The first 90 days
On Tuesday, February 3, 2026, a few minutes before 8:00 a.m. CT, I got the phone call. Every Tuesday for the last three years, I waited anxiously from 8:00 a.m. to 10:00 a.m. CT for that phone call. If I didn’t get it by 10:00 a.m., I anxiously awaited the last-minute “team meeting” to let us know who was laid off that morning.
So when it was my turn to get that phone call, it was relief.
The first 90 days of change are supposed to be the hardest.
In the last 90 days:
I’ve gained 15 pounds. In my case, that’s a good thing. Stress was literally eating me alive.
I’m sleeping better. I still need melatonin because I’m old, but I’m sleeping through the night for the first time in years. And I’m remembering my dreams again. Most of those dreams are about being in a new place that looks vaguely familiar, surrounded by a mix of people that I grew up with or from other stages of life, that I might know, and that I don’t know. It’s noisy. But I never engage in conversation. I just listen and observe and wonder where I am and why I’m here, with these people.
My overall health has improved. My seizures are becoming less of an interruption and seem to be spreading further apart.
The most remarkable: I’ve remembered that I am actually really talented. I’m finding a self-confidence that I didn’t even realize I had lost.
Month 1: February
I took the first two weeks “off” and thought about what I wanted to do next. I started my blog and talked to friends and family.
In week 3, I started to meet with friends who would help me in this journey: a financial advisor, a recruiter, coworkers who had been displaced. Sent updated resumes to recruiting firms that I had worked with previously.
I focused on LinkedIn and expanding my network outside of my former employer and building connections in St. Louis. I started to reach out to contacts on LinkedIn to set up some time and set up time with people who had reached out to me. I contacted editors of local publications and writers whose articles I liked to let them know and build that relationship.
I applied to a cashier position at a local grocery store. Within hours, the interview was scheduled for a few days later. The recruiter was about 20 years old and never made eye contact, just stared at his computer and typed dictation as I spoke. It took about 15 minutes. Two days later, I received the rejection. I laughed.
Month 2: March
I signed up to volunteer at a few non-profit events whose causes I care a lot about, like the Epilepsy Foundation’s annual walk in August.

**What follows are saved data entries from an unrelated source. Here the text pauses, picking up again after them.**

PR #270, opened 2024-07-26
add GaussianNLLLoss for UQ

pzhanggit:


hydragnn/models/Base.py
```diff
@@ -308,12 +321,15 @@ def forward(self, data):
...
+        outputs_var = []
         for head_dim, headloc, type_head in zip(
             self.head_dims, self.heads_NN, self.head_type
         ):
             if type_head == "graph":
                 x_graph_head = self.graph_shared(x_graph)
-                outputs.append(headloc(x_graph_head))
+                output_head = headloc(x_graph_head)
+                outputs.append(output_head[:, :head_dim])
+                outputs_var.append(output_head[:, head_dim:] ** 2)
```
allaffa, line 332: Here `output_var` is an NxN matrix, where N is the number of entries in the graph vector output. 
This is because you have to return the entire covariance matrix for graph vector outputs, correct?

hydragnn/models/Base.py
```diff
@@ -253,7 +266,7 @@ def _multihead(self):
                     # """if different graphs in the dataset have different size, one MLP is shared across all nodes """
                     head_NN = MLPNode(
                         self.hidden_dim,
-                        self.head_dims[ihead],
+                        self.head_dims[ihead] * (1 + self.var_output),
```
allaffa, line 269: If the loss function used is NLL, then the output must be two-dimensional in order to return both the mean and the standard deviation, correct?

hydragnn/models/Base.py
```diff
@@ -193,14 +199,21 @@ def _init_node_conv(self):
...
                 self.convs_node_output.append(
-                    self.get_conv(self.hidden_dim_node[-1], self.head_dims[ihead])
+                    self.get_conv(
+                        self.hidden_dim_node[-1],
+                        self.head_dims[ihead] * (1 + self.var_output),
+                    )
                 )
-            self.batch_norms_node_output.append(BatchNorm(self.head_dims[ihead]))
+            self.batch_norms_node_output.append(
+                BatchNorm(self.head_dims[ihead] * (1 + self.var_output))
```
allaffa, line 215: If the loss function used is NLL, then the output must be two-dimensional in order to return both the mean and the standard deviation, correct?

allaffa (commented):
Just a few question to confirm that I understand correctly the proposed changes.

hydragnn/models/Base.py
pzhanggit: `output_var` is the variance on the diagonal and has the same size with the prediction `outputs`.

hydragnn/models/Base.py
pzhanggit: Yes, and we have it done by setting `self.var_output=1` https://github.com/ORNL/HydraGNN/blob/04c167991f36363f93a495241d823c525b10822e/hydragnn/models/Base.py#L74

hydragnn/models/Base.py
pzhanggit: Same comment above

jychoi-hpc (approved):
Great. Thank you for adding this. It looks good to me.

I started to pay attention to events going on around the city, like St. Patrick’s Day. New restaurants opening. Concerts. Museum exhibits. Things that I used to do with friends and family but gradually stopped over time as work started to get worse. I signed up for a few networking events but never attended. I didn’t always follow through with those plans to network or socialize because depression was still an issue.
My displacement program started and I immediately jumped on the resources they provided.
Month 3: April
I connected with my first potential client, and the contract should be finalized in the next week. I accepted a board position for a local non-profit; my first meeting is in May.
Last week, I went to happy hour with a former manager who quickly became one of my best friends when I no longer reported to her. I told her how I was feeling: like I am starting to find myself again, and I forgot how talented I am. She laughed and said, “Yeah, you are. I’m surprised you stayed with them as long as you did.” She had been telling me for 10 years that I could be doing so much more, but I didn’t realize it until I was going to bed that night.
This Week: Week 13
Some of the webinars that I will be attending include starting your own business, exploring the gig economy, utilizing contract work, exploring independent consulting, considering a career shift, negotiating salary and payment.
I scheduled a phone call with other job seekers that I’ve met through these webinars to keep sharing stories, supporting, and maybe practicing interview questions or networking conversations. Maybe it’ll end up to be a recurring call. Who knows? It’s casual and just for fun.
I have a separate call with another connection that I’ve made through this displacement service, too.
I created a Calendly account last week to make scheduling these networking calls easier. I asked a coworker who was also displaced to schedule the first meeting. The default is Google Meet, which is a platform that neither of us are familiar with, so that should be an entertaining online meeting while we figure out how to use it.
I meet with a local banker to learn about my options with my 401K and what I need to be considering if I decide to set up a consulting business.
I volunteered for NAMI’s walk on May 16, and the volunteer orientation is this week.
It sounds busy, but I still have a lot of free time. Every week, I set goals like:
LinkedIn enhancements: Align skills on LinkedIn to jobs
Schedule one networking event or phone call for next week
Publish one blog
Complete one LinkedIn learning course
Sign up for one volunteer event
But I need to teach myself how to balance “work” with my personal responsibilities. For example, I need to set up my office in the basement and I’ve got work that I need to do for that. I haven’t been very good at my personal to-do list.